Newly installed NetWeaver ABAP 7.5 system on top of SUSE Enterprise Linux 12. Installation via sapinst was executed without errors. NetWeaver system is up and running, first logon into SAP system via SAPGui. Some programs are compiled when logging in, and all ends in a runtime error message.

Error screen

Analysis

Error message contains a hint to SAP note 1391070. The SAP Note states that the UUID service on the Linux server is broken and needs to be fixed. A shell script (check-libuuid.sh) that you need to run to get a better error analysis is included in the note. Copy the script to your Linux computer and make it executable:

chmod u+x check-libuuid.sh

Output

The output of the script will tell you what you did wrong and how to fix it.

./check-libuuid.sh

Output

In the output the steps to solve the problem are given.

Solution: activate UUID daemon

See also SAP Note 1984787 on how to configure the UUID service.

  1. Enable the daemon: systemctl enable uuidd
  2. Run the daemon: systemctl start uuid

  3. Check status of deamon: systemctl status uuidd.socket

  4. Final check of uuidd using script from SAP Note

It seems normal to be able to simply use a Linux distribution to run a SAP system that has the name “for SAP” in its name, but that`s obviously a newbie assumption. The UUID daemon delivered with SLES for SAP SP12 does not create unique id. Not sure how this wasn`t discovered – or more precisely, how this was discovered – but it is as it is. No need to panic, a solution is available. Moreover, this means that you cannot simply go out there and install an SAP system and expect it to work, you have to read the documentation (didn`t find the uuidd error there) and even more important, the SAP notes.

Erroneous libuuid and uuidd

SEL12 comes with a bug in uuidd. The generated numbers are not unique (yes, testing is not everyone strength). To find out if this bug and therefore, target of an imminent upgrade affects your uuidd, use the shell script.

./check-libuuid.sh

Output

The output states clearly that you need to update your libuuid and uuidd.
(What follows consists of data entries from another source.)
PR #1620, opened 2022-03-31
Add preview of next period votes

markusbkoch:
# Description

Until gauge type weights are set on Tuesday, queries to the gauge controller for gauges' relative weights return zero, so we can't show the current status of the voting process in the vebal page.

But since we only have mainnet gauges for now, we can query the weight of each gauge (`get_gauge_weight`) and the sum of weights of all type 2 gauges (`get_weights_sum_per_type(2)`) and compute the relative value from that. 

This is only a temporary measure that allows us to display next period votes before Tuesday. These changes should be reverted after the type weights are set. In the meantime, anyone please feel free to make any necessary improvements to the code (legibility,  performance w/e)

## Type of change

- [ ] Dependency changes
- [ ] Code refactor / cleanup
- [ ] Other

## How should this be tested?

vebal page should display next period votes

## Visual context

image

## Checklist:

### DIFF
--- a/src/services/balancer/gauges/gauge-controller.decorator.ts
+++ b/src/services/balancer/gauges/gauge-controller.decorator.ts
@@ -16,6 +16,8 @@ export interface UserVotesData {
 
 export interface RawVotesData {
   votes: number;
+  absVotes: number;
+  totalVotes: number;
   votesNextPeriod: number;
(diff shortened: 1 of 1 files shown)


timjrobinson:
I've combined this code with the PR I was working on that gets votes for this week and last in #1625.

PR #1625, opened 2022-04-01
Hotfix: Calculate gauge weights manually

timjrobinson:
# Description

Because the total_weight value is not yet set gauge voting weights cannot be calculated using it. @markusbkoch realized we can use points_sum to calculate relative gauge weights in #1620. This PR improves upon that using points_sum and points_weight to calculate the relative weights of each gauge for this week and next, which should be correct for both this first week and future weeks. 

In Markus's PR he used a type_weight of 0.56 however when adding up the percentages this way they don't add up to a full 100%, so I'm not sure if that is correct or maybe all percents on mainnet should only add up to 56% total? The weight for each chain is expected to change so they all add up to 100% so I've added this value to the config file for each. 

## Type of change

- [ ] Dependency changes
- [ ] Code refactor / cleanup
- [ ] Other

## How should this be tested?

- Visit the gauges page on mainnet Ethereum
- Ensure gauge weights look correct and add up to 100%

## Visual context

2022-04-01-133031_1590x1082_scrot

## Checklist:

### DIFF
--- a/package-lock.json
+++ b/package-lock.json
@@ -1,12 +1,12 @@
 {
   "name": "@balancer-labs/frontend-v2",
-  "version": "1.46.11",
+  "version": "1.46.12",
   "lockfileVersion": 2,
   "requires": true,
   "packages": {
     "": {
       "name": "@balancer-labs/frontend-v2",
-      "version": "1.46.11",
+      "version": "1.46.12",
       "license": "MIT",
       "devDependencies": {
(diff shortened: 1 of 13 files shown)


garethfuller (approved):
Looks good to me, but I'm not clear on the math. I'd like Tom or Markus to approve before merging.

markusbkoch (approved):

PR #1683, opened 2022-04-08
Improve initial loading timing

kyzia551:
# Description

While working with the app I noticed that initial loading takes quite a lot of time and many calls are going sequentially.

Solution: update libuuid and uuidd

The solution is simple. Do as advised by the given SAP note. If you are not a customer of SUSE for their enterprise distribution, you can register for a 60 day trial which gives you access to the update server at no cost. I tried to compile a newer version, without success. It seems the script checks the rpm version and not the actual version of uuidd in use.
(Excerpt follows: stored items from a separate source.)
PR #1705, opened 2022-04-12
Add sidebar closing by click empty space on the right

alter-eggo:
# Description

This PR adds close sidebar by click empty space on the right. It has better ux for the users on mobile devices.
Screenshot 2022-04-12 at 22 26 27
## Type of change

- [ ] Dependency changes
- [x] Code refactor / cleanup
- [x] Other

## How should this be tested?

- [ ] Test A
- [ ] Test B

## Visual context

## Checklist:

### DIFF
--- a/src/composables/useSidebar.ts
+++ b/src/composables/useSidebar.ts
@@ -3,18 +3,18 @@ import { ref } from 'vue';
 /**
  * STATE
  */
-const sidebarOpen = ref(false);
+const isSidebarOpen = ref(false);
 
 /**
  * METHODS
  */
-function setSidebarOpen(newVal: boolean) {
-  sidebarOpen.value = newVal;
+function setSidebarState(newVal: boolean): void {
+  isSidebarOpen.value = newVal;
 }
 
 export function useSidebar() {
   return {
-    sidebarOpen,
-    setSidebarOpen
+    isSidebarOpen,
+    setSidebarState
   };
 }
--- a/src/composables/useSidebar.ts
+++ b/src/composables/useSidebar.ts
@@ -3,18 +3,18 @@ import { ref } from 'vue';
 /**
  * STATE
  */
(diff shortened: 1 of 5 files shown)


src/composables/useSidebar.ts
```diff
@@ -3,18 +3,18 @@ import { ref } from 'vue';
...
+function setSidebarState(newVal: boolean): void {
+  isSidebarOpen.value = newVal;
 }
 
 export function useSidebar() {
   return {
-    sidebarOpen,
-    setSidebarOpen
+    isSidebarOpen,
+    setSidebarState
```
garethfuller, line 18: I'm not sure why this variable and function name needed to change. Two reasons:
1. Sometimes adding `is` before variable name doesn't make as much sense. In this case `v-if="sidebarOpen"` (if sidebar open?) makes more sense if you read it out in English than `v-if="isSidebarOpen"` (if is sidebar open?).
2. The `setSidebarOpen` function was specifically about mutating the `sidebarOpen` variable. If we were to have more state variables here then maybe it would make sense to have a general state mutation function. But I don't think there is any need to change the function name here since it makes the meaning more obscure.

garethfuller (changes requested):
This is great! Thanks for contributing. My only comment is that I don't think the function and variable name should have changed.

src/composables/useSidebar.ts
alter-eggo: 1. I see. I made such changes, because I read it as `"Is sidebar open?"`. Now I see other logics.
2. Yeah, `state` is not good here. 
I have return both names.

garethfuller: Thank you! Yeah appending `is` to the variable name could really be either. It's a close call.

garethfuller (approved):
Again thanks for your help here! 🙌

PR #1728, opened 2022-04-19
Hotfix - VeBAL Helpers

1saf:
# Description

To fetch APRs correctly for gauges we need to be calling the checkpoint function on the gauge. Nico has kindly given us a helper contract that will do that in the background with a read only call instead of needing to perform a tx.

## Type of change

- [ ] Dependency changes
- [ ] Code refactor / cleanup
- [ ] Other

## How should this be tested?

APRs should still show as expected.

## Visual context

N/A

## Checklist:


timjrobinson (approved):
Tested and LGTM

src/services/staking/staking-rewards.service.ts
```diff
@@ -66,15 +71,18 @@ export class StakingRewardsService {
...
-      gaugeAddresses,
-      timestamp
-    );
+  private async getRelativeWeightsForGauges(gaugeAddresses: string[]) {
+    const timestamp = getUnixTime(new Date());
+    // the ve bal helpers contract for gauge weights calls
+    // the checkpoint function which is necesary for returning
+    // the correct value.
+    let result = await this.veBALHelpers.getRelativeWeights(gaugeAddresses);
+    if (configService.network.chainId === Network.KOVAN) {
```
timjrobinson, line 80: Rather than re-using result and doing two calls on Kovan you could move this if statement up and put a return inside it.

1saf: done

Register at SUSE (for trial)

To be able to update the UUIDD package, you need to be registered at SUSE. I was using Yast2 and wasn`t able to update the packages; I got an error when registering. No luck at all. Using the command line tool, however, I was able to register my server.
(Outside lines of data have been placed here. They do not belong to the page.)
PR #176, opened 2017-02-23
Date utils

evnp:
Move date utils from Insights here and add unit tests for them

corresponding Insights branch: https://github.com/mixpanel-platform/insights/pull/323

### DIFF
--- a/lib/util/date.js
+++ b/lib/util/date.js
@@ -53,85 +53,90 @@ const DISPLAY_DATE_FORMATS = {
 /**
  * Parse a date string into a Date object (sets date time to start of day)
  * Strings that parse to a future date (i.e. "12/31") are moved to the most recent *past* instance of that date
- * @param {String} dateString - string to parse
- * @param {Boolean} iso - treat input date string as an ISO-formatted UTC date (i.e. "2017-02-28")
- * @param {Boolean} startOfDay - optional; set date time to start of day
- * @param {Boolean} endOfDay - optional; set date time to end of day
- * @returns {Date|null} - the Date object the input string parses to, or null if input is invalid
+ * @param {string} dateString - string to parse
+ * @param {boolean} [iso] - treat input date string as an ISO-formatted UTC date (i.e. "2017-02-28")
+ * @param {boolean} [startOfDay] - set date time to start of day
+ * @param {boolean} [endOfDay] - set date time to end of day
+ * @returns {?Date} - the Date object the input string parses to, or null if input is invalid
  */
 export function parseDate(dateString, {iso=false, startOfDay=false, endOfDay=false}={}) {
-  if (typeof dateString === `string`) {
-    let date = null;
+  let date = null;
+  let mDate;
 
+  if (typeof dateString === `string`) {
     if (iso) {
-      date = moment.utc(new Date(dateString));
+      mDate = moment.utc(new Date(dateString));
     } else {
       // replace all chars other than alphanumerics and spaces with a space
       // this allows strings like '"2017-02-02"' to be parsed correctly
       dateString = dateString.replace(/[^\w\s]+/g, ` `);
-      date = moment(dateString, PARSE_DATE_FORMATS);
+      mDate = moment(dateString, PARSE_DATE_FORMATS);
     }
 
-    if (date.isValid()) {
-      date = startOfDay ? date.startOf(UNITS.day) : date;
-      date = endOfDay ? date.endOf(UNITS.day) : date;
+    if (mDate.isValid()) {
+      mDate = startOfDay ? mDate.startOf(UNITS.day) : mDate;
+      mDate = endOfDay ? mDate.endOf(UNITS.day) : mDate;
 
       // make dates like "12/31" parse to the most recent past instance of that date
-      date = date > moment() ? date.subtract(1, `${UNITS.year}s`) : date;
-
-      return new Date(date);
+      mDate = mDate > moment() ? mDate.subtract(1, `${UNITS.year}s`) : mDate;
+      date = new Date(mDate);
     }
   }
 
-  return null;
+  return date;
 }
 
 /**
  * Convert a Date object or integer timestamp into a formatted date string
- * @param {Date|Integer} date - Date object or timestamp to format
- * @param {Boolean} iso - optional; format date to ISO-style string (YYYY-MM-DD)
- * @param {Boolean} utc - optional; treat input as a UTC date
- * @param {String} unit - optional; use the corresponding format for this unit from DISPLAY_DATE_FORMATS
- * @param {Object} customFormatting - optional; map of units to custom format strings to be used in place of DISPLAY_DATE_FORMATS
- * @param {displayRangeIfWeek} - optional; if unit is week format to range string across week (i.e. "Dec 1 - Dec 7")
- * @returns {String|null} - the string the input Date object formats to, or null if input is invalid
+ * @param {date|number} date - Date object or timestamp to format
+ * @param {boolean} [iso] - format date to ISO-style string (YYYY-MM-DD)
+ * @param {boolean} [utc] - treat input as a UTC date
+ * @param {string} [unit] - use the corresponding format for this unit from DISPLAY_DATE_FORMATS
+ * @param {Object} [customFormatting] - map of units to custom format strings to be used in place of DISPLAY_DATE_FORMATS
+ * @param {boolean} [displayRangeIfWeek] - if unit is week format to range string across week (i.e. "Dec 1 - Dec 7")
+ * @returns {?string} - the string the input Date object formats to, or null if input is invalid
  */
 export function formatDate(date, {iso=false, utc=false, unit=null, customFormatting={}, displayRangeIfWeek=true}={}) {
+  let dateString = null;
+  let mDate;
+
   if (date instanceof Date || Number.isInteger(date)) {
-    date = utc ? moment.utc(Number(date)) : moment(Number(date));
+    mDate = utc ? moment.utc(Number(date)) : moment(Number(date));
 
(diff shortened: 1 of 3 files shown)


lib/util/date.js
```diff
@@ -0,0 +1,179 @@
...
+    .map(date => date > now ? now : date)
+    .map(date => date.getTime())
+    .sort((a, b) => a - b)
+    .map(date => formatDate(date, {iso: true}));
+}
+
+/**
+ * Returns a unit string corresponding with the time delta between two Dates
+ * @param {Date|Integer} from - the starting date of the range - can be Date or timestamp
+ * @param {Date|Integer} to - the ending date of the range - can be Date or timestamp
```
nojvek: `Date|Integer` this is just for human consumption right, it doesn't get validated does it?

test/util/date.js
```diff
@@ -0,0 +1,382 @@
+/* global describe, it */
```
nojvek: Great job on the tests. 

We should really track istanbul coverage for our utils in mixpanel-common.

test/util/date.js
```diff
@@ -0,0 +1,382 @@
...
+
+import {
+  parseDate,
+  formatDate,
+  normalizeDateStrings,
+  relativeToAbsoluteDate,
+  dateRangeToUnit,
+} from '../../lib/util/date';
+
+describe(`parseDate`, function() {
```
nojvek: BIKESHED: Should we use `()= > {` over `function() {`.  Less reading

lib/util/date.js
evnp: Just for human consumption yeah. I'd be happy to update the format if there's something typescript-compatible, was just following the conventions from other files

test/util/date.js
evnp: That'd be super cool. Might be worth trying to roll into my test infra updates this week, will revisit once I have a clearer idea of that

test/util/date.js
evnp: I don't have an issue with either. @tdumitrescu any binding-related reason not to do this? (once you're back)

tdumitrescu: [`mocha` wants control over `this`](https://mochajs.org/#arrow-functions).

lib/util/date.js
tdumitrescu: This is [jsdoc](http://usejsdoc.org/) format, with the point of eventually autogenerating docs.

evnp:
@tdumitrescu no rush on this but when you get a chance.. gonna wait for your signoff before merging

lib/util/date.js
```diff
@@ -0,0 +1,188 @@
...
+      date = endOfDay ? date.endOf(UNITS.day) : date;
+
+      // make dates like "12/31" parse to the most recent past instance of that date
+      date = date > moment() ? date.subtract(1, `${UNITS.year}s`) : date;
+
+      return new Date(date);
+    }
+  }
+
+  return null;
```
tdumitrescu: Pretty minor but I think these functions are cases where sticking to single-return will make following the control flow easier. Something along the lines of:
```js
let date = null;
if (typeof dateString === `string`) {
  // try to parse and set date
  if (momentDate.isValid()) {
    // more manipulation
    date = new Date(momentDate);
  }
}
return date;
```

lib/util/date.js
```diff
@@ -0,0 +1,188 @@
...
+}
+
+/**
+ * Convert a Date object or integer timestamp into a formatted date string
+ * @param {Date|Integer} date - Date object or timestamp to format
+ * @param {Boolean} iso - optional; format date to ISO-style string (YYYY-MM-DD)
```
tdumitrescu: the jsdoc notation for optional params is [brackets around the param name](http://usejsdoc.org/tags-param.html#optional-parameters-and-default-values):
```js
/**
 * @param {Boolean} [iso] - whether to format date to ISO-style string (YYYY-MM-DD)
 */
```

lib/util/date.js
```diff
@@ -0,0 +1,188 @@
...
+ * - sorts them in ascending order
+ * - formats them as ISO date strings (YYYY-MM-DD)
+ * @param {Array<String>} dates - list of date strings to normalize, can be any format that parseDate accepts
+ * @returns {Array<String|null>} - list of ISO-formatted normalized date strings, or null if the corresponding input date was invalid
+ */
+export function normalizeDateStrings(...dates) {
+  const now = new Date();
+  return dates
+    .map(parseDate)
+    .filter(date => date)
```
tdumitrescu: `.filter(Boolean)`?

lib/util/date.js
```diff
@@ -0,0 +1,188 @@
...
+  return null;
+}
+
+/**
+ * Accepts a list of date strings and
+ * - ensures none of them exceed the current moment
+ * - sorts them in ascending order
+ * - formats them as ISO date strings (YYYY-MM-DD)
+ * @param {Array<String>} dates - list of date strings to normalize, can be any format that parseDate accepts
+ * @returns {Array<String|null>} - list of ISO-formatted normalized date strings, or null if the corresponding input date was invalid
```
tdumitrescu: judging by github's jsdoc highlighting here, I'd guess this needs to be something like `@returns {Array.<String>|Array.<null>}` or `@returns {String[]|null[]}`.

lib/util/date.js
```diff
@@ -0,0 +1,188 @@
...
+
+/**
+ * Convert a Date object or integer timestamp into a formatted date string
+ * @param {Date|Integer} date - Date object or timestamp to format
+ * @param {Boolean} iso - optional; format date to ISO-style string (YYYY-MM-DD)
+ * @param {Boolean} utc - optional; treat input as a UTC date
+ * @param {String} unit - optional; use the corresponding format for this unit from DISPLAY_DATE_FORMATS
+ * @param {Object} customFormatting - optional; map of units to custom format strings to be used in place of DISPLAY_DATE_FORMATS
+ * @param {displayRangeIfWeek} - optional; if unit is week format to range string across week (i.e. "Dec 1 - Dec 7")
+ * @returns {String|null} - the string the input Date object formats to, or null if input is invalid
```
tdumitrescu: i think these nullable return types can be formatted like `@returns {?String}`; see http://usejsdoc.org/tags-type.html

test/util/date.js
```diff
@@ -0,0 +1,382 @@
...
+  it(`handles date strings of the desired formats`, function() {
+    const dec1st2015 = new Date(2015, 11, 1);
+    const feb27th2000 = new Date(2000, 1, 27);
+
+    ;[
```
tdumitrescu: why these semicolons? multiline array literals should work just fine without:
```js
[
  1,
  2,
  3,
].forEach(x => console.log(x));
```

that being said...
I'd prefer these to be named constants anyway.

test/util/date.js
```diff
@@ -0,0 +1,382 @@
...
+      `December 1 '15`,
+      `December 01 2015`,
+      `December 01 15`,
+      `December 01 '15`,
+      `December 1st 2015`,
+      `December 1st 15`,
+      `December 1st '15`,
+    ].forEach(dateString => expect(
+      parseDate(dateString).setHours(0, 0, 0, 0)
+    ).to.eql(dec1st2015.setHours(0, 0, 0, 0)));
```
tdumitrescu: how come you're redoing this `setHours` calculation every time? why not
```js
const DEC_1ST_2015 = new Date(2015, 11, 1).setHours(0, 0, 0, 0);
```

test/util/date.js
```diff
@@ -0,0 +1,382 @@
...
+      if (date > new Date()) {
+        date.setFullYear(date.getFullYear() - 1);
+      }
+
+      expect(parseDate(dateString))
+        .to.eql(date.setHours(0, 0, 0, 0));
+    });
+  });
+
+  it(`returns 'null' if invalid input is passed`, function() {
```
tdumitrescu: pretty nitpicky but i read this docstring thinking it returns the string "null"

test/util/date.js
```diff
@@ -0,0 +1,382 @@
...
+    ;[
+      ``,
+      `Ce n'est pas une date`,
```
tdumitrescu: Ceci

test/util/date.js
```diff
@@ -0,0 +1,382 @@
...
+  it(`returns null if invalid input is passed`, function() {
+    ;[
+      ``,
+      `Ce n'est pas une date`,
+      123,
+      null,
+      undefined,
+      [],
+      {},
+      new Date(),
```
tdumitrescu: you could extract the common parts of this repeated bad-input list into a shared constant

test/util/date.js
```diff
@@ -0,0 +1,382 @@
...
+    ].forEach(input => expect(relativeToAbsoluteDate(input, input)).to.eql(null));
```
tdumitrescu: maybe test when one argument is valid but the other isn't?

lib/util/date.js
evnp: i'm cool with it

lib/util/date.js
evnp: Nice, clearer

test/util/date.js
evnp: The linter actually hates them. I've just been bitten by annoying things like 
```
console.log('debug stuff')

[a, b] = vars;
```
which results in a very misleading error. Because of the linter issues I'll go with named constants as you say.

test/util/date.js
evnp: My thought was it makes it more clear that the comparison is disregarding time on both sides. I can see why you wouldn't want to sacrifice perf in here though, I'll make it clear in the var name.

test/util/date.js
evnp: touché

SUSEConnect –r <code> -e <email> -u https://scc.suse.com

Output

Checking the dashboard at SUSE customer center shows the system is registered.

Now Yast2 let me connect to the update server and I could update the program.

Result

The check tool is OK with the newly installed version of uuidd.

Reinstall the system?

The original error message stated that an installation error occurred. The root cause is now solved, however, installation error sounds pretty much like: system screwed up beyond all repair. Do you now have to reinstall the whole SAP NetWeaver ABAP system? Not a hard task, but time consuming. I do believe that the SAP team responsible for the installer knows what they are doing and in case the UUIDD bug would have prevented a successful installation, the installer would have told me so. Therefore, I did not reinstall the system (hey, only for demo anyway) and started NetWeaver. And logged on. And finally got no error message, but this:

To be sure, I ran SICK (transaction SM28):

Will keep you posted in case the system is FUBAR. For now it looks good. And is fast.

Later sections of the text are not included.